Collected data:
┄┄┄┄┄┄┄┄┄┄┄┄┄┄┄┄┄┄┄┄

PR #2025, opened 2024-09-12
Add ability to log warnings to Feature Telemetry

AleksanderGladkov:
Now it is only possible to log Usage, Error and Uptake.
Sometimes I need warnings in the features that I responsible for.

Fixes #548708

### DIFF
--- a/src/System Application/App/Telemetry/src/Feature Telemetry/FeatureTelemetryImpl.Codeunit.al
+++ b/src/System Application/App/Telemetry/src/Feature Telemetry/FeatureTelemetryImpl.Codeunit.al
@@ -42,6 +42,19 @@ codeunit 8704 "Feature Telemetry Impl."
         LogMessage(EventId, EventName, Verbosity::Normal, CallerCustomDimensions, UsageCustomDimensions, CallerModuleInfo, CallerCallStackModuleInfos);
     end;
 
+    procedure LogWarning(EventId: Text; FeatureName: Text; EventName: Text; WarningText: Text; CallerCustomDimensions: Dictionary of [Text, Text]; CallerModuleInfo: ModuleInfo)
+    var
+        WarningCustomDimensions: Dictionary of [Text, Text];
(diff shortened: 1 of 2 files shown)


src/System Application/App/Telemetry/src/Feature Telemetry/FeatureTelemetryImpl.Codeunit.al
```diff
@@ -42,6 +42,19 @@ codeunit 8704 "Feature Telemetry Impl."
         LogMessage(EventId, EventName, Verbosity::Normal, CallerCustomDimensions, UsageCustomDimensions, CallerModuleInfo, CallerCallStackModuleInfos);
     end;
 
+    procedure LogWarning(EventId: Text; FeatureName: Text; EventName: Text; WarningText: Text; CallerCustomDimensions: Dictionary of [Text, Text]; CallerModuleInfo: ModuleInfo)
```
grobyns, line 45: afair FeatureTelemetry is meant to be used for statistics... like, how much uptake do we have, how much usage do we have... I think the error bit was added to be able to see painpoints... 

For other things we have the Telemetry codeunit (same module here) and that is used for logging all sorts of telemetry, i.e. the normal stuff...

If we're adding warnings to feature telemetry, is there work to update the PowerBI dashboards etc? because if not, then I think you should use Telemetry and not FeatureTelemetry...

AleksanderGladkov: @grobyns Ok, thanks, I understand your point, but for me it is weird to write telemetry in my feature using two different codeunit. I see that it is ok to have errors in Feature Telemetry for statistics, but not ok to have warnings for statistics. I was not going to update PowerBI reports, I wanted to emit all telemetry from one place in my app, and as this module has "Feature" in its name, I thought it was supposed to be used in apps (extensions).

┄┄┄┄┄┄┄┄┄┄┄┄┄┄┄┄┄┄┄┄

» **Task description**
Looking at the records above, tally the lines holding "AleksanderGladkov" and reply with that number only.

» **Solution to the exercise**
2